The reported research quantifies the range of feedstock material types and characteristics that arrived at the gate of several wood pellet plants surveyed in BC and Alberta. The key findings and recommendations are as follows:

• Almost half of the feedstock types were non-sawdust, such as hog, chipped wood, and bush grind. The highly variable biomass arriving at the gate of the pant needed to be sorted out.
• The presence of small sand and stone particles was associated with bark content. The hog fraction had the highest ash content because of its high bark and extraneous material content.

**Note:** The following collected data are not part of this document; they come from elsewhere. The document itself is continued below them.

PR #386, opened 2026-07-18
feat(providers): add Forgejo Actions OpenID Provider

Blacks-Army:
Adds `ForgejoOp`, a provider for Forgejo Actions (e.g. Codeberg), modelled on `GithubOp`. Forgejo runners inject the same `ACTIONS_ID_TOKEN_REQUEST_URL` and `ACTIONS_ID_TOKEN_REQUEST_TOKEN` variables as GitHub, but the issuer is per instance (`<instance>/api/actions`), so it is derived from the token request URL instead of being fixed.

New exported API in `providers`:
- `NewForgejoOp(issuer, tokenURL, token)`
- `NewForgejoOpFromEnvironment()`
- `IsForgejoIssuer(issuer)`
- `ForgejoIssuerFromTokenRequestURL(url)`

Tokens are GQ-signed and verified with an audience commitment, the same flow `GithubOp` uses. Tests cover issuer/env parsing and a request/verify roundtrip.

Enables Forgejo/Codeberg support in opkssh (openpubkey/opkssh#519).


providers/forgejo_actions.go
```diff
@@ -0,0 +1,208 @@
+// Copyright 2025 OpenPubkey
```
EthanHeilman:
```suggestion
// Copyright 2026 OpenPubkey
```

Blacks-Army: Updated the year, it was a copy paste mistake.

Blacks-Army:
@EthanHeilman FYI: I didn’t want to modify the GitHub provider, so I created a standalone Forgejo provider instead. It could probably be refactored or consolidated later, though.

EthanHeilman:
@Blacks-Army This looks pretty good, two things:

- Can you link to an example project using this and working?
- Add a Forgejo Actions ID Token to the ID Token zoo here https://github.com/openpubkey/openpubkey/blob/main/docs/idtokens.md

Blacks-Army:
Thanks @EthanHeilman !

For the example project, do you mean a repo on Codeberg using this? I can push one of my local repos there and add a workflow that SSHs into a local SSH server if that’s enough.

For the ID Token, do you mean adding a Forgejo Actions ID Token like the one described here? https://forgejo.org/docs/latest/user/actions/security-openid-connect/ 

I couldn’t find a GitHub ID Token example either, so is one actually required?

Blacks-Army:
@EthanHeilman 

I've added Forgejo Actions example entries to the docs, an ID Token in `docs/idtokens.md` and the JWKS in `docs/jwks.md`. 

And here's a working example on Codeberg with a passing run, [repo](https://codeberg.org/Blacks-Army/opkssh) and [run](https://codeberg.org/Blacks-Army/opkssh/actions/runs/3/jobs/0/attempt/1), that builds opkssh, logs in via `opkssh login forgejo`, and SSHes into localhost with the resulting certificate.

EthanHeilman:
@Blacks-Army 

> For the ID Token, do you mean adding a Forgejo Actions ID Token like the one described here? https://forgejo.org/docs/latest/user/actions/security-openid-connect/

Yeah

> I couldn’t find a GitHub ID Token example either, so is one actually required?

Well that's a mistake, we should have a  GitHub ID Token. It isn't required, I just want it there for future reference when debugging stuff.

Blacks-Army:
> @Blacks-Army 
> 
> 
> 
> > For the ID Token, do you mean adding a Forgejo Actions ID Token like the one described here? https://forgejo.org/docs/latest/user/actions/security-openid-connect/
> 
> 
> 
> Yeah
> 
> 
> 
> > I couldn’t find a GitHub ID Token example either, so is one actually required?
> 
> 
> 
> Well that's a mistake, we should have a  GitHub ID Token. It isn't required, I just want it there for future reference when debugging stuff.

@EthanHeilman 

See my latest comment. The JWKS and ID tokens are different for each Forgejo instance. The examples I added are from Codeberg. The kid at least.

EthanHeilman (approved):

• The application of ISO Standard 19743 to estimate the extraneous material (material other than biomass) content failed to account for small sand particles that may remain in the bark. Modification of this standard may be required.
• The current fractionation of feedstock is based on size and density detected using mechanical devices. To the knowledge of the authors, advanced instrumental techniques such as spectral analysis and automated vision are not employed and therefore should be developed.